Bird, the shared electric scooter startup that operates in more than 200 cities across three continents, said Wednesday it is going public by merging with special purpose acquisition company Switchback II with an implied valuation of $2.3 billion. The announcement confirms earlier reports, including one this week from dot.LA, that Bird intended to go public via a SPAC.
Bird said it was able to raise $160 million in private investment in public equity, or PIPE, by institutional investor Fidelity Management & Research Company LLC, and others. Apollo Investment Corp. and MidCap Financial Trust provided an additional $40 million asset financing. (Disclaimer: Apollo is buying Verizon Media Group, which owns TechCrunch.)
The transaction will enable the combined entity to retain net proceeds of up to $428 million of cash, according to Switchback, which brings $316 million cash-in-trust to the table. The announcement also provided new information about a previously undisclosed $208 million, which Bird raised privately as part of an April 2021 Senior Preferred Convertible equity offering led by Bracket Capital, Sequoia Capital and Valor Equity Partners.
When and how Bird would go public has been an item of speculation after Bloomberg reported last November that the company received “inbound interest” from SPACs.
Bird’s ride has been bumpy at times. In 2020, revenue dropped to $95 million, or 37% from the previous year. That year the company also laid off around 30% of its workforce — 406 people — for cost-saving reasons. The company may use this new access to cash to expand its European operations and pay off debt.
Most importantly, the new injection of cash may help the company finally achieve profitability. It’s a rarity amongst scooter startups, which face notoriously high overhead.
“We plan to scale our platform to provide our low carbon transportation services to more people in more cities around the world, as well as create further operational efficiencies across our network,” a Bird spokesperson told TechCrunch. “We’re also planning to introduce additional form factors such as bikes to help replace more gas-powered car trips, which will open up another new revenue stream for us.”
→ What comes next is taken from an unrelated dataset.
PR #12716, opened 2026-09-04
SCA-443: LocalInferenceService protocol, localhost adapter, and fail-closed kill switches (S9)

Git-on-my-level:
## S9 — LocalInferenceService protocol, localhost adapter, fail-closed kill switches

Special purpose acquisition companies, or SPACs, have become a popular route for going public amongst transportation startups. Already this year, scooter company Helbiz, which is based in Europe and the U.S., went public via SPAC in a merger with GreenVision Acquisition Corp. SPAC shell corporations allow companies to list on the Nasdaq without doing a traditional initial public offering.
The story was updated to reflect the number of cities in which Bird operates, Bird’s comments and Apollo’s purchasing of Verizon Media Group, which owns TechCrunch.